# cool 10 gallon ideas



## ealerp (Apr 16, 2011)

Hi I have a spare ten gallon just sitting around and im looking for some input on what I could do with it. At first i was thinking red cherry shrimp but im not sure now. Im gonna take some java moss from my 30 gallon and thats it for plants. I dont want it to ba traditional "fish tank" I was hoping I could get some ideas from the forum. Thanks


----------



## majerah1 (Oct 29, 2010)

A single male betta would be good in there.Or you can go out on a limb and get a small group of albimarginatas or channadoides.Those are wild bettas,BTW.They are very beautiful little fish.


----------



## Gizmo (Dec 6, 2010)

You could do a paludrium and have some amphibians like newts in there. A paludrium is a tank with live plants in it where some grow in the water, and others grow out of the water.


----------



## chc36 (Apr 9, 2011)

I second the newts, I have them in with my fish (frowned upon, if you have a choice don't) and I love them, they have great personalities.

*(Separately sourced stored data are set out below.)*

PR #15502, opened 2021-06-14
chore(gulp-plugins): enable consumers to use mocha's "exit" flag

boneskull:
unit tests _should_ not need `--exit`, but this is real life, so things aren't perfect.

boilerplate configs can pass `{test: {exit: true}}` to cause Mocha to force-exit.

note that this is enabled by default for e2e tests (which _also_ shouldn't be necessary, but one thing at a time...)

### DIFF
--- a/packages/gulp-plugins/lib/tasks/unit-test.js
+++ b/packages/gulp-plugins/lib/tasks/unit-test.js
@@ -14,7 +14,8 @@ const configure = function configure (gulp, opts, env) {
       timeout: opts.testTimeout,
       traceWarnings: opts.test.traceWarnings,
       traceDeprecation: opts.test.traceWarnings,
-      color: true
+      color: true,
+      exit: Boolean(opts.test.exit)
     };
     // set env so our code knows when it's being run in a test env
     process.env._TESTING = 1;


packages/gulp-plugins/lib/tasks/unit-test.js
```diff
@@ -14,7 +14,8 @@ const configure = function configure (gulp, opts, env) {
       timeout: opts.testTimeout,
       traceWarnings: opts.test.traceWarnings,
       traceDeprecation: opts.test.traceWarnings,
-      color: true
+      color: true,
+      exit: Boolean(opts.test.exit)
```
mykola-mokhnach, line 18: we usually use `!!opts.test.exit`

mykola-mokhnach (approved):

packages/gulp-plugins/lib/tasks/unit-test.js
boneskull: for stuff like this we need ESLint rules... really, we shouldn't be talking about style in PRs.  it should all be automated.

when I was a new JS developer, I'd see `!!` and wonder what sort of clever trickery was going on.  I'd never seen `!!` before in any language.  so, that's my rationale for using `Boolean()` -- it should be more clear to newcomers to the language.

jlipps: I'm fine to standardize on either, I agree `Boolean` is more approachable. Without a lint rule, it will be hard to make any standardization changes however. Is there an eslint rule for this?

jlipps (approved):

KazuCocoa (approved):

packages/gulp-plugins/lib/tasks/unit-test.js
boneskull: if there isn't, it's pretty straightforward to make one

PR #15506, opened 2021-06-15
chore: upgrade sync-monorepo-packages

boneskull:
this fixes some problems with the command-line options, and maybe some security fixes too


boneskull:
note: this tool is used upon publish to sync various `package.json` fields across the packages

jlipps (approved):

PR #15580, opened 2021-06-25
experimental(base-driver): publish @appium/base-driver as hybrid cjs/esm module

### LINKED ISSUE #15578: Appium 2.0: distribute dual CJS/ESM packages
The situation:

- Currently Appium only distributes CJS modules.
- Appium 2.0's minimum required Node.js version is v12.x, which has ESM support.
- Consumers writing ESM would be better off consuming ESM instead of CJS.
- _Appium_ would be better off consuming ESM directly than CJS; it will simplify testing and the importing of local packages. If we are in `@appium/foo` and `import '@appium/bar'`, we will be importing a transpiled CJS module, which can be painful in a development environment.  We should try to get as close to the source as possible.
- We have a hard dependency on building before testing, which _may_ be mitigated if we publish ESM.  The only blocker is using JS syntax unsupported in Node.js v12.x.  Depending on the syntax, it may be worth just _not using it_ in order to skip the build step entirely.  Since we already _need_ a build step, currently, there's no extra cost associated with using bleeding-edge syntax.  But if we didn't _need_ the build step, using bleeding-edge syntax would not be free.
- The goal is to improve both the _user experience_ and the _developer experience_.

Proposed solution:

- Publish each package in this monorepo (and `appium-ios` and forthcoming `appium-android`) as a dual CJS/ESM package.
- Create a reusable configuration/workflow/whatever for this to happen automatically.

You could also get an axolotl, they can be awesome little critters


----------



## ealerp (Apr 16, 2011)

wow I never heard of axolotl but I just googled them and they look awsome! how dificult are they to care for? and is a10 gallon enough?


----------



## automatic-hydromatic (Oct 18, 2010)

chc36 said:


> I second the newts, I have them in with my fish (frowned upon, if you have a choice don't) and I love them, they have great personalities. You could also get an axolotl, they can be awesome little critters


axolotl's are neat little things, but they'll outgrow a 10 gallon

I'm considering using my spare 10 gallon as a reptile tank or terrarium


----------



## Lil Gashog (Dec 1, 2010)

Glofish tankget some good lights black gravel dont know how it would look with live plants though....


----------



## chc36 (Apr 9, 2011)

I've personally never kept them but my friend at college has one that she got fairly young and is living in a 5 gallon currently and is very happy at the moment but she is moving into a 10 now. Typically 15 is whats recommended for adults but they can do well in a 10. They're not to difficult to keep since they are entirely aquatic but will eat gravel which isn't good for them. Hand feeding freeze dried bloodworms are the usual. Just make sure its an axy and not a water dog because the water dog will metamorphis into a tiger salamander which will need land. caudata.org is a good resource if you are interested.


----------



## mike63 (Mar 18, 2011)

love my tank


----------



## snail (Aug 6, 2010)

Celestial pearl danios are nice with cherry shrimp in a 10 gallon.


----------